# quietest dump setup?



## iowarabbit (Mar 29, 2007)

getting parts together for my air install, and i'm going to want it as quiet as possible. i've already got plans for the compressor, but since this is my first time bagging i have no real experience with exhaust mufflers/silencers. what mufflers have people had good luck with? would i be better off routing it behind the bumper?


----------



## fasttt600 (Apr 12, 2007)

are you talking inside the car? that's why i route the exhaust outside the car....it keeps it quiet inside!


----------



## rgarjr (May 19, 2012)

fasttt600 said:


> are you talking inside the car? that's why i route the exhaust outside the car....it keeps it quiet inside!


My VU4 dumps out the car. It's pretty loud outside and that's the way I like it.


----------



## Squirrel Nuts (Aug 25, 2010)

my v2 is routed outside. scares people sometimes. :laugh:


----------



## cmb5286 (Aug 30, 2007)

Mine is routed outside as well. People always stare when I air out :laugh:


----------



## iowarabbit (Mar 29, 2007)

my plan is to route it externally, but i still want to keep it fairly quiet out there too. i'm one of the few people that actually *likes* that i can barely tell my car is idling.


----------



## Lawn_Mower (Jul 15, 2008)

If you want to keep it quiet pick up some of thes PTC mufflers, plug right in to the manifold and makes it nice and quiet. 

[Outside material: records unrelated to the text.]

Issue #1778, opened 2022-12-12
Pipchecker fails on Python 3.11 with pip >= 22.1


foarsitter:
When running the tests with Python 3.11 and pip 22.1 or greater an AttributeError is thrown as shown below. It has something to do with https://pip.pypa.io/en/stable/news/#id64 

```
AttributeError: 'PathDistribution' object has no attribute 'project_name'
```

```
/PycharmProjects/django-extensions/venv4/lib/python3.11/site-packages/_distutils_hack/__init__.py:33: UserWarning: Setuptools is replacing distutils.
  warnings.warn("Setuptools is replacing distutils.")
Traceback (most recent call last):
  File "/PycharmProjects/django-extensions/manage.py", line 13, in <module>
    execute_from_command_line(sys.argv)
  File "/PycharmProjects/django-extensions/venv4/lib/python3.11/site-packages/django/core/management/__init__.py", line 446, in execute_from_command_line
    utility.execute()
  File "/PycharmProjects/django-extensions/venv4/lib/python3.11/site-packages/django/core/management/__init__.py", line 440, in execute
    self.fetch_command(subcommand).run_from_argv(self.argv)
  File "/PycharmProjects/django-extensions/venv4/lib/python3.11/site-packages/django/core/management/base.py", line 402, in run_from_argv
    self.execute(*args, **cmd_options)
  File "/PycharmProjects/django-extensions/venv4/lib/python3.11/site-packages/django/core/management/base.py", line 448, in execute
    output = self.handle(*args, **options)
             ^^^^^^^^^^^^^^^^^^^^^^^^^^^^^
  File "/PycharmProjects/django-extensions/django_extensions/management/utils.py", line 62, in inner
    ret = func(self, *args, **kwargs)
          ^^^^^^^^^^^^^^^^^^^^^^^^^^^
  File "/PycharmProjects/django-extensions/django_extensions/management/commands/pipchecker.py", line 141, in handle
    self.check_pypi()
  File "/PycharmProjects/django-extensions/django_extensions/management/commands/pipchecker.py", line 167, in check_pypi
    name = dist.project_name
           ^^^^^^^^^^^^^^^^^
AttributeError: 'PathDistribution' object has no attribute 'project_name'
```

PR #1780, opened 2022-12-12
Add Python 3.11 support

foarsitter:
This pull requests adds Python 3.11 to Github actions and classifiers. It mitigates the issue with `importlib_metatdata` as described in #1778. 

Linting fails due to https://github.com/django-extensions/django-extensions/pull/1777


trbs:
With https://github.com/django-extensions/django-extensions/issues/1778 merged do we still need _PIP_USE_IMPORTLIB_METADATA ?

foarsitter:
Your are correct, it is no longer required.

PR #1786, opened 2022-12-27
Add Python 3.11 support

foarsitter:
By mistake I closed #1780 but here is the rebase with main and without `_PIP_USE_IMPORTLIB_METADATA`


trbs:
great thanks !

foarsitter:
Thank you for your quick response @trbs

PR #1794, opened 2023-01-27
Allow fileglobs in the dont_load list

ianepperson:
Permits file globbing definitions in the `dont_load` list by creating a list subclass called PathList which inspects file globs too. When this change is applied, a user can use `*`, `?` and even `[seq]` to fine tune the `dont_load` list.

This change _does not_ use regex, and thus does not effect existing functionality whatsoever - the glob characters are not permitted within a Python identifier.

```python
SHELL_PLUS_DONT_LOAD = [
    "my_app.Tagulous_*",  # Don't load any of the Tagulous models defined in my_app
    "*.Tagulous_*",  # Don't load any of the Tagulous models in any app
    "my_app.model[ABC]",  # Don't load modelA, modelB nor modelC
    "my_app.model?",  # Don't load any of the above, plus any other modelD, modelE
]
```
---
I'm using the Tagulous plugin which creates additional models every time I add a tag field. Each of these models is prefixed with `my_app.Tagulous_` and fails to load in shell_plus. I keep adding to the DONT_LOAD list, and I'd rather do that once.
```python
SHELL_PLUS_DONT_LOAD = [
    "my_app.Tagulous_*",
]
```


ianepperson:
Can I get a maintainer to approve running the workflows to ensure this works as advertised?

trbs:
Can you rebase this PR ?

Click the pic to take you to the product page. :beer:


----------



## [email protected] (Aug 22, 2006)

Thanks Max!

I have them on my Jetta and Trent has them on his Subaru, we both love them. :beer:


----------



## MechEngg (Jan 13, 2009)

Lawn_Mower said:


> If you want to keep it quiet pick up some of thes PTC mufflers, plug right in to the manifold and makes it nice and quiet.
> 
> 
> 
> Click the pic to take you to the product page. :beer:


The mead dump mufflers absolutely suck. I have had both of them blow the end caps off when airing down as have lots of other people.


----------



## [email protected] (Feb 19, 2010)

iowarabbit said:


> getting parts together for my air install, and i'm going to want it as quiet as possible. i've already got plans for the compressor, but since this is my first time bagging i have no real experience with exhaust mufflers/silencers. what mufflers have people had good luck with? would i be better off routing it behind the bumper?

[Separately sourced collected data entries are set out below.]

PR #1796, opened 2023-01-28
runserver_plus autoreload on template change

foarsitter:
This pull-request is the second attempt (see #1775 for details) to get the correct behavior for reloading of the development server. 

The `watchdog` reloader did accept the *.html wildcard pattern but the `stat` reloader isn't. 

Therefore this pull-request adds an list of all files inside all template directories to `extra_files`. Even non .html files inside the template directories are triggering a reload since it can occur other extensions are used for templates like .css & .js. New files added to the template directory also trigger a reload since this is the same behavior as `runserver`. 

Thanks to @bmihelac for providing feedback to my first attempt.

### DIFF
--- a/django_extensions/management/commands/runserver_plus.py
+++ b/django_extensions/management/commands/runserver_plus.py
@@ -16,6 +16,7 @@ from django.core.management.base import BaseCommand, CommandError, SystemCheckEr
 from django.core.management.color import color_style
 from django.core.servers.basehttp import get_internal_wsgi_application
 from django.dispatch import Signal
+from django.template.autoreload import get_template_directories
 from django.utils.autoreload import file_changed, get_reloader
 from django.views import debug as django_views_debug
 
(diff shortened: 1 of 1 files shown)


bmihelac:
I have tested this and can confirm that it reloads updated and new files.

nattyg93:
Hi folks, I've just run into this one myself is this likely to be merged any time soon?

wgordon17:
Just chiming in to agree that this has solved the issue for me as well (where it was _not_ solved for me in #1775). @trbs any hope of getting a review on this please? 🙏 

@foarsitter I suspect it would help if you address the failing pytest checks

foarsitter:
Thanks for testing @wgordon17. 

If I recall correctly, the tests are fixed in #1797 as reported in #1812.

trbs:
Guess the flip side is that it can be annoying as well that files which has nothing to do with "runserver" triggers a reload... 

Maybe this kind of behavior would also be nice to be controlled via some cli options && settings..

danjesus:
Hey guys, anyone else still having this problem?

Not working with `runserver_plus`, only with `runserver`.

With django-extensions version 3.2.3

foarsitter:
Open an issue with a minimal failing example if you think the problem still exists. It should be solved in 3.2.3.

PR #1798, opened 2023-02-05
Cleanup http: links

Crocmagnon:
Move http: links to https: where possible and update old links. Also removed broken links.

I was triggered by the old werkzeug link in `runserver_plus`.


trbs:
Awesome thanks !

Which valves or manifold are you planning to use? This has a significant impact on which muffler(s) will work best for you.


----------



## Piso (Jan 4, 2012)

I have the V2 and I have routed it outside, but it's to loud. What is the best muffler (size and type) that I can put at the end of the line that dumps outside?


----------



## iowarabbit (Mar 29, 2007)

hey andrew, actually just picked up the v2 kit from you a couple weeks ago. tank arrived monday, thanks again btw. i was planning on ordering the meade along with my struts on payday, but figured i'd see what other people are running in the meantime.


----------



## [email protected] (Feb 19, 2010)

You should't run a mead dump muffler with the V2. It will blow it apart do to the design of the galley inside of the manifold block and the speed at which it dumps.

Though it's a little more work, a female straight PTC fitting with a metal dump muffler threaded into it will work nicely.


----------



## [email protected] (Aug 22, 2006)

MechEngg said:


> The mead dump mufflers absolutely suck. I have had both of them blow the end caps off when airing down as have lots of other people.


Thanks for your input, we greatly appreciate it! Time to look for a better PTC solution! :beer:



iowarabbit said:


> hey andrew, actually just picked up the v2 kit from you a couple weeks ago. tank arrived monday, thanks again btw. i was planning on ordering the meade along with my struts on payday, but figured i'd see what other people are running in the meantime.


Grant, I'll shoot you an email :beer:


----------



## MechEngg (Jan 13, 2009)

[email protected] said:


> Thanks for your input, we greatly appreciate it! Time to look for a better PTC solution! :beer:


No worries, glad i could mention it incase you had not heard it before. I am using mine with a VU4 (which i assume they were originally designed to be used on) and the first one lasted a few days and the second one lasted about a month because there was less backpressure due to all the air escaping out the empty dump muffler.


----------



## MechEngg (Jan 13, 2009)

I actually might try and make my own of sorts using a metal PTC plug, some foam and a drill :laugh:

Metal PTC plug found at bottom of catalogue: http://greenlinehose.com/_pdf/fittings/9.PushtoCon.pdf


----------



## iowarabbit (Mar 29, 2007)

[email protected] said:


> Grant, I'll shoot you an email :beer:


 cool, i've got some more shop talk to bother you with anyway. :heart:


----------



## [email protected] (Aug 22, 2006)

iowarabbit said:


> cool, i've got some more shop talk to bother you with anyway. :heart:


Emailed :beer:


----------



## mannythechamp (Oct 21, 2009)

My v2 dumps outside I can't hear it al all inside but it's MOFO loud outside kind funny )


----------



## Piso (Jan 4, 2012)

I just put a metal muffler on my V2. Now I really like the sound. Before it was a loud pppfffff, now it's just a nice ffffff. I'm really pleased with it


----------



## iowarabbit (Mar 29, 2007)

yeah, the mead wound up lasting all of maybe 4 light dumps before things got loud again... sure enough, I found the end cap in my parking lot. nothing a little epoxy can't fix.


----------



## [email protected] (Aug 22, 2006)

Gorilla Glue


----------



## dhenry (Feb 10, 2009)

i also had the mead muffler which didnt last very long 









so then i switched to a metal muffler and its given me no problems. also i can adjust the amount of backpressure it gives so i can air out slower/quicker


----------